With increased transparency, investors will have a much better idea of the risks of their decisions and transactions if they can see who is targeting which companies. If funds are allowed to short in the dark, retail investors remain dangerously unaware of the risks they take on when purchasing securities. More timely reporting allows for more timely reactions slower reporting prevents retail investors and working families from protecting themselves from abusive and predatory short-selling practices. Working families and individual investors need to be able to look both ways before they cross Wall Street. No one wants working families to get run over in the name of superior returns for hedge funds.

In addition, victimized companies need a greater ability to defend themselves against predators. Short selling without transparency harms true competition and price discovery, and the idea that a small number of short-selling funds 'know best' and can hammer unsuspecting companies in the dark is shameful. Secret short selling hurts companies as well as individual investors in the name of greater profits for hedge funds. Timely detection of fraudulent and abusive activity should come before Wall Street profiteering.

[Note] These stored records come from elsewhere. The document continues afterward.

PR #41347, opened 2022-03-04
[10.x] Use native php 8.1 array_is_list function

imanghafoori1:
As laravel 10 requires php 8.1, we can use its new features.
I also added a little bit more tests copied from its counterpart.

https://php.watch/versions/8.1/array_is_list

### DIFF
--- a/src/Illuminate/Collections/Arr.php
+++ b/src/Illuminate/Collections/Arr.php
@@ -405,9 +405,7 @@ class Arr
      */
     public static function isAssoc(array $array)
     {
-        $keys = array_keys($array);
-
-        return array_keys($keys) !== $keys;
+        return ! array_is_list($array);
     }
 
     /**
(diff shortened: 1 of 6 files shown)


src/Illuminate/Collections/Arr.php
```diff
@@ -420,7 +418,7 @@ public static function isAssoc(array $array)
      */
     public static function isList($array)
```
antonkomarev, line 419: @taylorotwell do we really need to keep maintaining this method? Maybe mark it as deprecated and remove in next major release?

driesvints: @antonkomarev don't think it's worth it but feel free to attempt a pr

imanghafoori1: @driesvints @antonkomarev I think they are needed for package developers since if you are writing a package you do not know which laravel and PHP version the package will be installed on.
So we can not deprecate and remove them.

PR #41349, opened 2022-03-04
[9.x] Add `insensitive_in` validation rule

ash-jc-allen:
Hi! This PR adds a new `insensitive_in` rule that's similar to `in` but is case-insensitive.

I've had a need for this in a couple of projects in the past, so I thought I'd propose it just in case anyone else has run into the same situation. Sometimes, I want to be able to validate that a value exists in a given list but don't need to necessarily care about the string's case. In my own projects, I'd convert the item and the allowable values to lower case before passing them into the `in` rule. This new rule could remove the need to change any data for validating it.

Examples where the rule would fail using `in` but pass with `insensitive_in`:

```php
Validator::make(['foo' => 'Bar'], ['foo' => 'required|string|insensitive_in:bar']);
Validator::make(['foo' => 'Bar'], ['foo' => 'required|string|insensitive_in:BAR']);
Validator::make(['foo' => 'Bar'], ['foo' => ['required', 'string', Rule::insensitiveIn('bar')]);
```

There's a bit of duplication between the `in` and `insensitive_in` rules, so I think there's probably room for me to clean it up a bit more if you'd like?

If it's something that you think might be worthwhile but needs some changes, please let me know and I'll get it sorted ASAP 😄

### DIFF
--- a/src/Illuminate/Validation/Concerns/ValidatesAttributes.php
+++ b/src/Illuminate/Validation/Concerns/ValidatesAttributes.php
@@ -1186,6 +1186,31 @@ trait ValidatesAttributes
     }
 
     /**
+     * Validate an attribute is contained within a list of values without
+     * regardless of the attribute's case.
+     *
+     * @param  string  $attribute
+     * @param  mixed  $value
+     * @param  array  $parameters
+     * @return bool
+     */
+    public function validateInsensitiveIn($attribute, $value, $parameters)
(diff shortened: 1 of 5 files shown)


ash-jc-allen:
@taylorotwell Yeah, to be fair, that's what I was more or less doing before, so I'll stick to that. Thanks 🙂

PR #41356, opened 2022-03-05
[9.x] Add `injectOnlyActionParameters` method to Route

Peterragheb:
This merge request adds `injectOnlyActionParameters` method to Route class.
## Why?

In some cases the developer may want to only receive the parameters he defined in the controller action even if the route changed later and got new bindings added to it.
For example:
Imagine a route like this 
```php
Route::get('hello/{id}', 'App\Http\Controllers\HelloController')
```
and the controller defined like this:
```php
class HelloController extends Controller
{
    public function __invoke(int $id)
    {
       return $id;
    }
}
```
If the route changed later on to be like so:
```php
Route::prefix('{lang}')->get('hello/{id}', 'App\Http\Controllers\HelloController')
```

The controller action defined earlier will either fail with TypeError exception  if there's a type mismatch or it'll get the `$lang`'s value as the `$id` which is an unexpected behavior.

## Solution?

I added `injectOnlyActionParameters` method that can be chained to a defined route. This function will ensure that the controller action will only receive the parameters it expects even if the route changed later.
So after applying this method to the route above, it'll look like this:
```php
Route::prefix('{lang}')->get('hello/{id}', 'App\Http\Controllers\HelloController')
    ->injectOnlyActionParameters();
 ```

### DIFF
--- a/src/Illuminate/Routing/ControllerDispatcher.php
+++ b/src/Illuminate/Routing/ControllerDispatcher.php
@@ -38,7 +38,7 @@ class ControllerDispatcher implements ControllerDispatcherContract
     public function dispatch(Route $route, $controller, $method)
     {
         $parameters = $this->resolveClassMethodDependencies(
-            $route->parametersWithoutNulls(), $controller, $method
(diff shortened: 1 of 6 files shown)


taylorotwell:

Issue #41042, opened 2022-02-15
Model::loadCounts does not work correctly when relationship contains a join


troy-whitespark:
(recreating this as an issue, as requested in my pull with a failing test)

- Laravel Version: 8+
- PHP Version: 8+
- Database Driver & Version: 

### Description:

This problem stemmed from a real issue I was having building relationships that are scoped to particular "locations" in my application.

A short seller is not an investor, but the opposite. At the moment, it seems that The SEC prioritizes hedge fund comfort and profiteering over investor protection and market transparency. While short sellers might be afraid of short squeezes that can follow the identification of their short-selling strategy, that is not a reason for the Commission to decide against greater transparency. If abusive short selling is disincentivized, then short squeezes and dangerous volatility becomes less common. Sophisticated investors will quickly learn to avoid positions that could result in such dangerous volatility, which will benefit the market overall.

Long, untracked lending chains lead to economic fragility, and securities lending activity can hide massively destructive chains of obligation that can even be a threat to national security, so transparency in this area is more important than it has ever been. The risks associated with reckless securities lending and short selling - highlighted with terrifying clarity following the events of Jan 28, 2021, go far beyond any theoretical benefits of secret short selling for superior returns. Investor protection comes first.

The enactment of this rule would also introduce the ability for the general public as well as public companies to serve as watchdogs for the SEC as an initial line of defense against abusive practices, by being able to more granularly monitor short selling for securities fraud for those securities they are invested in, helping and strengthening the SEC's ability to fulfill its mandate and to help weed out market participants that are working against SEC rules, all at no additional cost to the SEC.

I am a strong supporter of transaction by transaction reporting. It is clear that aggregated reporting is not transparent and provides far too much rope where fraud can be hidden in aggregates. Why should one individual or entity have to suffer a worse execution whilst another individual or entity benefits from a better execution, just because it is more convenient for certain institutions to report their short selling practices in the aggregate? It is wholly unfair and contrary to the requirement of best execution and so it should be a mandated requirement for transaction by transaction reporting.